# bass traps location



## Tiki (Nov 24, 2014)

I'm new here and recently I set up a home theater from sony...My place is small and there are only limited options to place the speakers. This is the best position i have come up with. The subwoofer is beside the couch and above it is the right surround speaker coz thats the best bass sound from the couch (i used the crawling method). The problem is the bass is loud but its not crisp so I'm planning to place some bass traps. Can anyone help me where to place the bass traps here?


----------



## bpape (Sep 14, 2006)

First thing to do is get as much space behind you as you can manage. I'm sure it can't be a lot but the farther you get from the wall behind you (up to about 1/3 of the room length) the less boomy the bass will be. Won't fix anything but it's something to do that's free.

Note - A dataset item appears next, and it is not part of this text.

PR #287, opened 2021-03-14
Add troubleshoot info for non localhost dev build

cristian-aldea:


cristian-aldea:
~~Will also add instructions to get ssl and https working for localhost, since that might be needed for some features~~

A couple of bass absorbers with damped membranes behind your seating would be a good start. Looks like the only place to symmetrically place corner treatments though would be the wall/ceiling junction. Could probably get away with the left rear corner given it's much closer to you than the other side.


----------



## Tiki (Nov 24, 2014)

Hi bpape, thank you for your advice but the option to move my couch forward is not possible. I would be too close on my TV already if will do that. Do you have any link where i can see how to DIY the bass traps that you recommend?


----------



## bpape (Sep 14, 2006)

That's a typical problem. People buy a screen and then the seating position suffers (and the bass response/clarity with it) when a smaller set would be brighter and sharper and you could sit in a better place and have the same viewing angles.

Not really hard to build - just use a perimeter frame, with 3lb fiberglass and a piece of pond liner on the front side floating against the fiberglass, and wrap with fabric.


----------



## Tiki (Nov 24, 2014)

I agree. I'm not really into acoustics before but now I'm very interested in learning about it now. Anyway, the fiberglass offers another problem for me because here in my region, it's not available but I have seen a type of foam that's heavier than the normal mattress foam. I don't know if it could give a closer result compared to fiber. Here is the image.


----------



## Tiki (Nov 24, 2014)

Thank you projectors rule. It seems that you are very knowledgeable about this stuff.  The sub under the TV is no longer an option because there is a drawer under it, placing the sub there means the drawer becomes unusable and its where the bluray player is placed. That leaves me to either place the sub at corners or hang it on the ceiling. Hope we could find a great solution for this problem. 

By the way I placed the sub in the couch, i need to redo the test tomorrow using what you recommend.

Thank you again.:wave:


----------



## bpape (Sep 14, 2006)

The foam is a rubberized closed cell type. Not suitable for acoustics. Can you get mineral wool instead of fiberglass? Not as easy to work with but it works. Also look for any sort of fiber insulation - cotton, etc.


----------



## vidiot33 (Dec 12, 2013)

ProjectorsRule said:


> Based on your layout, I would locate the sub under the tv, start closest to the right speaker and move incrementally towards the left. Or mentioned you used the crawling method, but did you use a hard chair to place the sub on and position the chair at the listening area? Or did you place the sub on the couch? If you placed it on the coach, you may want to try again with a hard wood or metal chair, then, crawl. But where you currently have it is not the best for sure, it's in a corner which is a big no no for accuracy and tight bass. I would place the sub under the tv and play with it from there. Also did you place the volume knob at half volume and turn the crossover all the way to the highest level? then run the tuning software? Set the crossover in the receiver to 80 and speakers should be small. Phase should be 0 or normal on the sub.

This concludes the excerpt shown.